Why does GridSearchCV give different optimums on repeated runs?

1.2k views Asked by At

I am performing parameter selection using GridSearchCv (sklearn package in python) where the model is an Elastic Net with a Logistic loss (i.e a logistic regression with L1- and L2- norm regularization penalties). I am using SGDClassifier to implement this model. There are two parameters I am interested in searching the optimal values for: alpha (the constant that multiplies the regularization term) and l1_ratio (the Elastic Net mixing parameter). My data set has ~300,000 rows. I initialize the model as follows:
sgd_ela = SGDClassifier(alpha=0.00001, fit_intercept=True, l1_ratio=0.1,loss='log', penalty='elasticnet')
and the searching fxn. as follows:
GridSearchCV(estimator=sgd_ela, cv=8, param_grid=tune_para),
with tuning parameters:
tune_para = [{'l1_ratio': np.linspace(0.1,1,10).tolist(),'alpha':[0.00001, 0.0001, 0.001, 0.01, 0.1, 1]}].

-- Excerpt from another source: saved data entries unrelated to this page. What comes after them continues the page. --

PR #214, opened 2021-02-04
[VIVO-1930] - Update example.runtime.properties

gneissone:
See https://github.com/vivo-project/VIVO/pull/194 for details
https://jira.lyrasis.org/browse/VIVO-1930

PR #222, opened 2021-02-11
Update example.runtime.properties

awoods:
See #194 for details

Resolves: https://jira.lyrasis.org/browse/VIVO-1930

### DIFF
--- a/home/src/main/resources/config/default.runtime.properties
+++ b/home/src/main/resources/config/default.runtime.properties
@@ -52,11 +52,8 @@ argon2.time = 1000
   # the "Contact Us" form will be disabled and users will not be notified of
   # changes to their accounts.
   #   Example:
-  #     email.smtpHost = smtp.mydomain.edu
-  #     email.replyTo = vivoAdmin@mydomain.edu
-  #
-email.smtpHost =
-email.replyTo =
+# email.smtpHost = smtp.mydomain.edu
+# email.replyTo = vivoAdmin@mydomain.edu
 
   #
   # URL of Solr context used in local VIVO search. This will usually consist of:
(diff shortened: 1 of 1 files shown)


awoods:
Supersedes: https://github.com/vivo-project/VIVO/pull/214

brianjlowe:
Looks great.  My only question is whether it would be more consistent to comment out the (empty) SMTP/replyTo properties rather than leaving them uncommented with empty values.

gneissone:
> Looks great. My only question is whether it would be more consistent to comment out the (empty) SMTP/replyTo properties rather than leaving them uncommented with empty values.

If I recall correctly VIVO complains if the properties are missing. Let's see if my memory is correct...

brianjlowe (dismissed):

gneissone:
@awoods Just occurred to me we should update this value, too https://github.com/vivo-project/VIVO/blob/52139befe81c844aabc66007b26bb0c21e5485ea/home/src/main/resources/config/default.runtime.properties#L191

es_GO doesn't exist for VIVO anymore, correct? I imagine the logic for using the non-standard locale is still in the source, but the language files have been renamed to just 'es' if I recall correctly.

awoods:
> @awoods Just occurred to me we should update this value, too
> 
> https://github.com/vivo-project/VIVO/blob/52139befe81c844aabc66007b26bb0c21e5485ea/home/src/main/resources/config/default.runtime.properties#L191
> 
> es_GO doesn't exist for VIVO anymore, correct? I imagine the logic for using the non-standard locale is still in the source, but the language files have been renamed to just 'es' if I recall correctly.

Since that will require additional testing, let's keep the scope of this set of PRs constrained... and revisit `es_GO` as a follow-on activity.

brianjlowe (approved):

awoods:
@gneissone : since both you and I have fingerprints on this PR, it would be nice if someone else performed the "squash/merge".

PR #228, opened 2021-03-09
revert deployment changes

wwelling:
Revert to previous deployment strategy with maintaining Docker build and GitHub workflows.

Requires https://github.com/vivo-project/Vitro/pull/217


brianjlowe:
So all seems well doing the normal Maven install.  But if I run docker-compose up, I get a functioning VIVO and Solr but all of the i18n properties on the page are just "ERROR: Text bundle 'all' not found" until I set my browser back to en-US.  It seems to behave as if it's using a version of Vitro that is missing commit 6b612316eedf2c1783a1c4b85c08be99cea1b22a (use fallback locale...).  Is there something else I'm missing here?

wwelling:
@brianjlowe did you checkout out the Vitro revert PR? https://github.com/vivo-project/Vitro/tree/revert-deployment-strategy

brianjlowe:
OK, I now have gotten this to work.  My first problem (above) was due to my not knowing how to rebuild the image.  William suggested `docker container prune`, `docker image prune` and `docker-compose build`.  For good measure, I'm now running all three of those in order in between `docker-compose down` and `docker-compose up` to make sure everything gets updated.  Seems fine.  My second problem was that it was still picking up an old runtime.properties file without vitro.defaultNamespace and throwing a fatal error on the smoke tests.  So far as I can tell, this is because I still had an old vivo-home directory from the previous build before applying these pull requests, and the runtime.properties from there was being used instead of the one from installer/home/target/vivo/config.  I'm not sure if this is expected behavior or if it suggests that something in startup.sh should change so as not to try to use vivo-home.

I get the best_params (of alpha and l1_ratio) upon running the code. However, in repeated runs, I do not get the same set of best parameters. I am interested to know why is this the case, and if possible, how can I overcome it?

1

There are 1 answers

3
simon On

Try setting the random seed if you want to get the same result each time.